L’arrêt maladie ordinaire ne dispose pas de limite de temps que ce soit pour son statut ou pour son indemnisation. L’Assurance maladie limite la durée maximale d’un mi-temps thérapeutique à 3 ans qui dépend de la convention collective du travailleur et de son ancienneté et peut être rallongé exceptionnellement d’un an par la CPAM.

Visite obligatoire de reprise afin de faciliter la reprise du travail

Pour faciliter la reprise de travail, quand l’arrêt dépasse 3 mois, le médecin conseil de la Sécurité sociale, en liaison avec le médecin traitant,  peut solliciter le médecin du travail pour envisager les possibilités de reprise du travail ou envisager les démarches de formation.

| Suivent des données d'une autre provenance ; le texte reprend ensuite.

PR #522, opened 2020-10-06
Remove at risk recommendation screen

johnschoeman:
Why:
Currently if a user creates a symptom log they are taken to a
recommendation screen. We would like to fully separate the feature of
making a health recommendation and tracking symptoms as this allows the
features to be more clear and more easily maintained.

This commit:
Removes the AtRiskRecommendation Screen from the app.


aledustet (approved):
🚢  :shipit:

Issue #304, opened 2022-10-11
Optimize computed frequencies


frostburn:
While computing 128 unique frequencies isn't a huge performance issues it's still up there considering how often the state is updated while editing the scale.

Frequency calculation can be optimized by computing everything within a single equave and multiplying the result over to other frequency ranges. This eliminates costly monzo to frequency conversions.

frostburn:
Core functionality done: https://github.com/xenharmonic-devs/scale-workshop-core

PR #385, opened 2022-12-16
Optimize computed frequencies

frostburn:
ref #304


frostburn:
Relevant line in the core package: https://github.com/xenharmonic-devs/scale-workshop-core/blob/main/src/scale.ts#L606

SeanArchibald (approved):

En effet, un salarié en arrêt de travail peut accéder à des actions de formations professionnelles continues ou à des actions d’évaluation, d’accompagnement, d’information et de conseil auxquelles la caisse primaire participe ( Code de Sécurité sociale L.323-3-1 et article L 433-1).

Se faire accompagner pour mieux se soigner

Des assistantes sociales peuvent aider à enclencher les procédures administratives du travailleur pour qu’il se concentre sur sa santé. Les services sociaux des hôpitaux, de son entreprise ou le cas échéant la CARSAT peuvent aussi l’épauler.

En effet il peut être difficile de partager avec son employeur son état de santé. Le code de déontologie des services sociaux et leur impartialité aideront le convalescent à trouver une issue pour celui-ci mais aussi pour son employeur. L’assistante sociale cherchera à renseigner le travailleur sur ses droits et prendra contact plus facilement avec la médecine du travail et le médecin conseil.